在另一方面,提供了一种用于分析生物样品的标记物,其包含前述连接子并且还包含具有标签的第二亲和相互作用物。具有标签的第二亲和相互作用物与第一亲和相互作用物结合,以将标签连接到连接子。标签可以特别地包含至少一种荧光团。荧光团可以例如是荧光蛋白、荧光分子或荧光量子点。
在另一方面,提供了一种用于分析生物样品的方法,其包括以下步骤:提供,特别地是生成至少第一组标记物,其中第一组标记物包含至少多个第一连接子,所述多个第一连接子被配置成直接或间接结合第一目标分子,并且每个第一连接子包含第一标签;将至少第一组标记物引入样品中,以使标记物与样品中的它们各自的目标分子结合;将激发光引导到生物样品上,激发光被配置成使至少第一标签可视化或激发至少第一标签;以及由至少第一标签发出的光产生至少一个光学读出。标记物可仅包含第一亲和试剂或另外包含第二亲和试剂,因此第一目标分子可通过第一亲和试剂直接结合或通过第二亲和试剂间接结合。标签可以通过第一亲和相互作用物和第二亲和相互作用物与连接子结合。

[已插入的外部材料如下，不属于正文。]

PR #4668, opened 2020-12-24
Switched from stow to Equipmentmanager method to honor containers for items.

Dartellum:
Updated to so you put your items away in the proper location based on sheath or container settings under gear.


rpherbig:
Looks good to me

jandersson (approved):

为了将标记物引入样品中,样品可被渗透。此外,标记物可以作为单独的部分或作为先前结合在一起的部分引入到样品中。优选地,当标记物包含具有第一亲和试剂和标签的连接子时,可以将单独的部分单独地引入样品中。然而,当标记物包含具有第一和第二亲和试剂和标签的连接子时,可以在引入样品中之前将单独的部分组装或结合在一起。
光学读出可以通过能够进行荧光多色读取或成像的读出装置产生。读出装置通常包括至少一个激发光源、包括至少一个检测通道的检测系统并且可以包含滤光片和/或色散光学元件以将激发光路由至样品和/或将来自样品的发射光路由至检测器。特别地,读出装置可以是荧光显微镜。

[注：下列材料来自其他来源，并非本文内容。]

PR #4669, opened 2020-12-24
[script] [multi] Port 'multi' script for Lich built-in repo to GitHub

KatoakDR:
### Background
* This script is downloadable from Lich's built-in repository but isn't part of our GitHub cannon.
* People use the `multi` script and it's a good candidate to begin managing in version control.

### Changes
* Code is inside of a class now, aptly called `Multi`
* If one of the things you want executed is a script, will wait for that script to complete before moving on to next item in your commands list

### DIFF
--- a/multi.lic
+++ b/multi.lic
@@ -1,0 +1,64 @@
+=begin
+  Documentation: https://elanthipedia.play.net/Lich_script_repository#multi
+=end
+
+custom_require.call(%w[common])
+
+class Multi
+  include DRC
+
+  def initialize(args = nil)
+    if args.nil? || args.empty?
+      show_usage
+    elsif args[0] == "help"
+      show_help
+    else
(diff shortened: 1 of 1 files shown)


multi.lic
```diff
@@ -0,0 +1,64 @@
...
+  Documentation: https://elanthipedia.play.net/Lich_script_repository#multi
+=end
+
+custom_require.call(%w[common])
+
+class Multi
+  include DRC
+
+  def initialize(args = nil)
+    if args.nil? || args.empty?
```
rpherbig, line 11: ❓ Would you be willing to use our arg system?

KatoakDR: I'll look into it more. Since they were complex arguments I didn't tackle that bringing the script over, but worth a shot. Thanks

此外,可以包括任选的洗涤步骤,例如在将标记物引入样品中之后,以去除未结合的标记物。
优选地,第一组标记物还包含至少多个第二连接子,该多个第二连接子被配置成直接或间接结合第二目标分子,并且每个第二连接子包含第二标签。第二目标分子被第二连接子的第一亲和试剂结合。这使得能够分析大量目标分子。
特别优选的是,第一标签和第二标签具有不同的荧光特性。特别地,标签是荧光团。荧光特性可以包括激发波长/光谱、发射波长/光谱和发射持续时间或荧光寿命。这使得能够区分第一标签和第二标签。
优选地,在步骤e)中,切割至少第一组标记物的连接子的切割位点。例如,可通过添加酶或通过用UV光照射标记物来实现切割。切割导致标签与标记物分离。这使得能够使标记物消隐,这意味着从标记物中去除荧光信号。
优选地,在步骤f)中,将被切割掉的第二亲和相互作用物与标签一起从生物样品中除去。这可以通过例如用缓冲液洗涤样品来实现。这使得能够去除切割掉的标签的背景荧光。
优选地,用第二组标记物重复步骤a)至d),其中第二组标记物包含至少多个第三连接子,该多个第三连接子被配置成直接或间接结合第三目标分子,并且每个连接子包含第三标签。
该方法和标记物具有与上述连接子相同的优点。特别地,可以使用针对连接子的上述特征来补充该方法和标记物。
本发明的进一步的特征和优点来自于下面参考附图描述的优选实施方案的描述。
附图说明
下面结合附图对具体实施方案进行描述,其中:
图1显示了用于分析生物样品的连接子的示意图,
图2显示了基于核苷酸的连接子的示意图,
图3显示了基于肽的连接子的示意图,
图4显示了具有连接的标签的连接子的示意图,
图5显示了具有多个连接子的生物样品的示意图,
图6显示了用于分析生物样品的方法的流程图,并且
图7显示了具有相同同种型抗体的标记物的示意图。
具体实施方式
图1显示了用于分析生物样品的连接子100的示意图。连接子100包含第一亲和试剂102,其被配置成特异性地且直接结合目标分子104。第一亲和试剂102是例如纳米抗体。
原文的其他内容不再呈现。